Saturday, June 5, 2010
The Vox Super Beatle
A friend of mine was discussing, the one that got away, with me last week, and his was a Vox Super Beatle.
The head was 100 watts of tube power through one channel. The controls were very simple, volume, treble, bass, on/off, and standby. There was also a rotary switch for different European electric standards.
It was a very nice, very loud amplifier, but rather plain. My thoughts are this amp was suited for large halls or stadiums back in the day when you could not hear the band over all the screaming. Many players and/or sound people did not use reverb since the large arenas were so cavernous and subject to echo. This was also during the pre-distortion era.
The initial model featured most of the bells and whistles we would expect on an amplifier of this era such as reverb and tremolo. It also included a distortion effect, based on the popular Vox fuzztone.
The next version included everything except the distortion effect. The third incarnation had it all; reverb, tremolo, distortion, a percussion effect and a "G" tuner that utilized an oscillator to produce a "G" note.
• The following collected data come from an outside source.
PR #100, opened 2015-10-27
Feature/list examples

kyleturco:


docs/app/Examples/elements/List/Types/ListListExample.js
```diff
@@ -0,0 +1,14 @@
...
+  render() {
+    return (
+      <List>
+        <ListItem description='Apples' />
+        <ListItem description='Pears' />
+        <ListItem description='Oranges' />
+      </List>
+    );
+  }
+}
```
kyleturco, line 14: Only did one example for the basic list - Semantic has a handful, would adding some variations be useful or necessary?

docs/app/Examples/elements/List/Content/ListDescriptionExample.js
```diff
@@ -0,0 +1,15 @@
...
+import {List, ListItem} from 'stardust';
+
+export default class ListDescriptionExample extends Component {
+  render() {
+    const mapIcon = <i className='map marker icon' />;
+
+    return (
+      <List>
+        <ListItem image={mapIcon} header='Chicago' description='This city is located in the state of Illinois' />
+        <ListItem image={mapIcon} header='Nashville' description='This city is located in the state of Tennessee' />
```
levithomason: Use the `icon` prop to pass in an icon.  The `image` prop is for passing in a constructed `<Image />`.  I'll add an issue for validation on this.

**EDIT**
I added #102 for this fix.  The reasoning for the different props (image/icon) is that we will support passing a string to the `image` prop and use it as `src` to construct an image inside the ListItem.  Technically, both of these props place the content in the same place for now.

**EDIT 2**
#102 lists a number of issues that affect my previous edit.  Let's make a separate PR that updates the ListItem, tests, and examples and leave this one as is.

docs/app/Examples/elements/List/Content/ListIconExample.js
```diff
@@ -0,0 +1,27 @@
...
+
+    return (
+      <List>
+        <ListItem
+          image={helpIcon}
+          header='Floated Icon'
+          description='This text will always have a left margin so it sits alongside the icon'
+        />
+        <ListItem
+          image={triangleIcon}
```
levithomason: Use icon props here, I won't comment on further icon/image props.

docs/app/Examples/elements/List/Content/ListIconExample.js
```diff
@@ -0,0 +1,27 @@
...
+          header='Icon Alignment'
+          description='Floated icons are by default top aligned'
+        />
+        <ListItem image={helpIcon}>
+          Inline Text
```
levithomason: Nice job including this example!  I was hoping to see it.

I think we should use React `children` terminology to describe this usage.  Also, I'd like to place it right at the top.  How about duplicating the very first example set, but with a description that says something like, "<code>ListItems</code> also render <code>children</code> as their description."?

docs/app/Examples/elements/List/Content/ListImageExample.js
```diff
@@ -0,0 +1,17 @@
+import React, {Component} from 'react';
+import {List, ListItem} from 'stardust';
+
+export default class ListImageExample extends Component {
+  render() {
+    const helenAvatar = <img className='ui avatar image' src='http://lorempixel.com/100/100/people/1' />;
```
levithomason: There is an `<Image />` component, let's use only Stardust components if we can.  Let's to do this for all the examples that use images.

docs/app/Examples/elements/List/Types/ListListExample.js
levithomason, line 14: I see what you mean.  It looks like they just show a mashup of various lists at the top, then dive into each specific capability.  I think we're good with the basics up top if we have links/icons/etc down below.

docs/app/Examples/elements/List/Types/ListOrderedExample.js
```diff
@@ -0,0 +1,21 @@
...
+    return (
+      <List className='ordered'>
+        <ListItem description='Apples' />
+          <div>
+            <List>
+              <ListItem description='Fuji' />
+              <ListItem description='Granny Smith' />
+              <ListItem description='Honeycrisp' />
+            </List>
+          </div>
```
levithomason: Let's remove the extra div here.  Turns out there is an issue with the `ListItem` component.  It currently renders `children || description` as the content.  I'll open up a separate issue for the `ListItem` as there are number of fixes it needs.

**EDIT**
I updated #102 to include this fix, we can leave this div for this PR.

docs/app/Examples/elements/List/Variations/ListAnimatedExample.js
```diff
@@ -0,0 +1,22 @@
...
+export default class ListAnimatedExample extends Component {
+  render() {
+    const avatar1 = <img className='ui avatar image' src='http://lorempixel.com/100/100/people/1' />;
+    const avatar2 = <img className='ui avatar image' src='http://lorempixel.com/100/100/people/2' />;
+    const avatar3 = <img className='ui avatar image' src='http://lorempixel.com/100/100/people/3' />;
+    return (
+      <div>
+        <Message className='info'>
+        Be sure content can fit on one line, otherwise text content will reflow when hovered.
+        </Message>
```
levithomason: This file is rendered on the doc site under the example.  To keep it clean, put the `<Message />` as a child of the `< ComponentExample />` in `ListVariationsExamples.js`.  We can also then remove the extra wrapping `div`.

The `<ComponentExample />` was extended to render children for this purpose.

docs/app/Examples/elements/List/Variations/ListDividedExample.js
```diff
@@ -0,0 +1,18 @@
+import React, {Component} from 'react';
+import {List, ListItem} from 'stardust';
+
+export default class ListDividedExample extends Component {
+  render() {
+    const avatar1 = <img className='ui avatar image' src='http://lorempixel.com/100/100/people/1' />;
+    const avatar2 = <img className='ui avatar image' src='http://lorempixel.com/100/100/people/2' />;
+    const avatar3 = <img className='ui avatar image' src='http://lorempixel.com/100/100/people/3' />;
```
levithomason: We have [Faker](https://github.com/marak/Faker.js/) installed for random data. Let's import it and use it for the image `src={faker.internet.avatar()}` for consistency and brevity.  As a vain bonus, we get random avatars on every render.

docs/app/Examples/elements/List/Variations/ListRelaxedExample.js
```diff
@@ -0,0 +1,17 @@
...
+  render() {
+    const avatar1 = <img className='ui avatar image' src='http://lorempixel.com/100/100/people/1' />;
+    const avatar2 = <img className='ui avatar image' src='http://lorempixel.com/100/100/people/2' />;
+    const avatar3 = <img className='ui avatar image' src='http://lorempixel.com/100/100/people/3' />;
+    return (
+      <List className='relaxed'>
+        <ListItem image={avatar1} header='Helen' />
+        <ListItem image={avatar2} header='Christian' />
+        <ListItem image={avatar3} header='Daniel' />
+      </List>
```
levithomason, line 15: Might be worth adding a `very relaxed` example as well.

docs/app/Examples/elements/List/Types/ListListExample.js
kyleturco, line 14: Sounds good  👍

docs/app/Examples/elements/List/Content/ListIconExample.js
kyleturco: I might need a little clarification what you mean here

docs/app/Examples/elements/List/Content/ListImageExample.js
kyleturco: Using the `<Image />` component makes them weirdly lopsided. I'm trying to figure it out but I thought I'd post it here if you have any ideas
screen shot 2015-10-30 at 4 51 03 pm

test/utils/React-util.js
```diff
@@ -19,7 +19,7 @@ import {
 /**
  * Render a ReactElement and use helpful test utility methods against it.
  * @param {ReactElement} reactElement The element to render.
- * @returns {RenderedTree}
+ * @returns {RenderedTree} The return
```
kyleturco: Not sure the deal here - for whatever reason the file threw a pre-commit error saying "Missing JSDoc return description". I added some text on the return line, and it seemed happy with that. Let me know if this needs an alternative solution.

levithomason: There is an eslint rule called [`valid-jsdoc`](https://github.com/eslint/eslint/blob/master/docs/rules/valid-jsdoc.md) that validates those `/**...*/` docblocks.  We don't want to require return descriptions, so I'll undo this change and add an override rule in the `test/.eslint` config to turn it off.

``` json
{
  "extends": "ta-webapp/tests",
  "globals": {
    "render": false
  },
  "rules": {
    "valid-jsdoc": [2, {
      "requireReturn": false,
      "requireReturnDescription": false,
    }]
  }
}
```

The only part added there ^ is the `"rules"` object.  By specifying rules there, we are overriding the rules we are extending in the `"extends"` section (our defaults).

levithomason:
Since I rebased this guy and updated it, would you check it out and make sure it still looks sane.  If so, it is good to merge!  :accept:

src/elements/Image/Image.js
```diff
@@ -24,9 +24,7 @@ export default class Image extends Component {
     );
 
     return (
-      <div className={classes}>
-        <img {...this.props} />
-      </div>
+      <img {...this.props} className={classes} />
```
athurman: since you are returning this one element, the parentheses are not necessary and you can move the image up to `line 26`.

.eslintrc
```diff
@@ -1,3 +1,3 @@
 {
-  "extends": "ta-webapp",
+  "extends": "ta-webapp"
```
athurman: did this break something? As I thought we were leaving trailing commas in objects with ES6.

athurman:
1 question, 1 comment, overall good to merge!! :octopus:

.eslintrc
levithomason: In JSON (which an `.eslintrc` file _looks_ like), a trailing comma will break things.  I'm indifferent here since this looks like a JSON file but is apparently parsed with a YAML parser, so the trailing comma is valid.  I tried this and it is also valid:

```
{
  extends: ta-webapp
}
```

This is neither valid JSON nor JS but the YAML parser can handle it.  Let's leave trailing commas in for consistency moving forward and just leave this as is for now.

src/elements/Image/Image.js
levithomason: Nice catch, will update and merge.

The third model was manufactured using FET's or Field Effect Transistors which were popular at the time. This entire series of The Super Beatle featured a trapezoidal shaped head with a rectangular large speaker cabinet. It came with a chrome trolley manufactured to hold the head at the top, while the cabinet was held in place by large bolts on either side. The head of each bolt was a very large chrome knob that could be twisted to hold the cabinet at different angles. The whole thing was on wheels. The grill cloth was the typical Vox design.
Each of these amps came with three channels. Each channel had differing features.
This was before the days of channel switching. Channel 1 had reverb, tremolo, and fuzz.
Channel two had reverb, tremolo and a unique feature known as the Mid-Range-Boost or MRB which sort of acted as a wah-wah emphasizing the mid-range frequencies.
On the amps backside was the percussion effect and controls for the effects. Musicians that used these amps often turned the heads backwards, so they could easily get to the controls.
The Beatles played through The Super Beatle amplifier during their last few US concerts in 1966.
There is no evidence to show they endorsed the amplifier of use it for recording. The Super Beatle was solely a USA made amplifier geared to USA players.
It should be noted The Who used these amps for the 1967 US tour. Although when the Who played Cincinnati that year, the used rented Fender Dual Showman amps at that concert.
There were other amplifiers in the series that had less power; The Viscount, The Royal Guardsman, and The Beatle all had the same control panel layout and effects features. These went from 30 watts to the 100 watt Super Beatle.
My friend is involved with a local band that runs through Vox Berkley amps.
He tells me these amps are prone to problems and spend a lot of time in the shop. However they are excellent sounding amplifiers; loud and clean that have a great retro-look.